Collected data

........

PR #860, opened 2017-12-24
improve travis script

DanGrayson:
by specifying ocaml compiler version to opam

This is probably better than #859 at dealing with #858

### DIFF
--- a/.travis.yml
+++ b/.travis.yml
@@ -31,7 +31,7 @@ env:
   - FOUNDATIONS_CHANGE_ERROR=yes BUILD_ALSO="check-for-change-to-Foundations enforce-listing-of-proof-files"
 # building Coq in a separate stage folds up the output in the log:
 before_script:
-  - opam init --yes --no-setup
+  - opam init --yes --no-setup --compiler=4.06.0
   - eval $(opam config env)
   - opam install lablgtk camlp5 --yes --verbose
   - time make build-coq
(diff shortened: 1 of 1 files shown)


DanGrayson:
lgtm

It might even resolve #858

benediktahrens:
Is there a reason why you think that specifying a particular version of ocaml will reduce the likelihood of failure? 

lgtm

DanGrayson:
Maybe no precise reason, but it would be more predictable, and I did pay a little attention to the original error message that you reported:
```
[ERROR] No OCaml compiler found in path. You should use:
    opam init --comp=VERSION
```

DanGrayson:
We had some reports of the library num not being available.  That's an example of an incompatibility caused by the use of different versions of ocaml, for starting with 4.06, num wasn't included.  And old versions of opam may deliver old versions of ocaml, by default.

palmskog:
@DanGrayson These changes don't seem to have fixed the problem, as seen in this [build](https://travis-ci.org/UniMath/UniMath/jobs/322615798). One avenue worth trying out is to use explicit `apt-get` commands rather than the `apt` add-on in the Travis script. Unless you object, I will submit a pull request to try this out.

DanGrayson:
Sure, let's go back to using apt-get, as we did before, if it will help.

By the way, it's good that specifying ocaml 4.06.0 caused the job to stop early.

........

Retype all the data verbatim.

Expected answer
PR #860, opened 2017-12-24
improve travis script

DanGrayson:
by specifying ocaml compiler version to opam

This is probably better than #859 at dealing with #858

### DIFF
--- a/.travis.yml
+++ b/.travis.yml
@@ -31,7 +31,7 @@ env:
   - FOUNDATIONS_CHANGE_ERROR=yes BUILD_ALSO="check-for-change-to-Foundations enforce-listing-of-proof-files"
 # building Coq in a separate stage folds up the output in the log:
 before_script:
-  - opam init --yes --no-setup
+  - opam init --yes --no-setup --compiler=4.06.0
   - eval $(opam config env)
   - opam install lablgtk camlp5 --yes --verbose
   - time make build-coq
(diff shortened: 1 of 1 files shown)


DanGrayson:
lgtm

It might even resolve #858

benediktahrens:
Is there a reason why you think that specifying a particular version of ocaml will reduce the likelihood of failure? 

lgtm

DanGrayson:
Maybe no precise reason, but it would be more predictable, and I did pay a little attention to the original error message that you reported:
```
[ERROR] No OCaml compiler found in path. You should use:
    opam init --comp=VERSION
```

DanGrayson:
We had some reports of the library num not being available.  That's an example of an incompatibility caused by the use of different versions of ocaml, for starting with 4.06, num wasn't included.  And old versions of opam may deliver old versions of ocaml, by default.

palmskog:
@DanGrayson These changes don't seem to have fixed the problem, as seen in this [build](https://travis-ci.org/UniMath/UniMath/jobs/322615798). One avenue worth trying out is to use explicit `apt-get` commands rather than the `apt` add-on in the Travis script. Unless you object, I will submit a pull request to try this out.

DanGrayson:
Sure, let's go back to using apt-get, as we did before, if it will help.

By the way, it's good that specifying ocaml 4.06.0 caused the job to stop early.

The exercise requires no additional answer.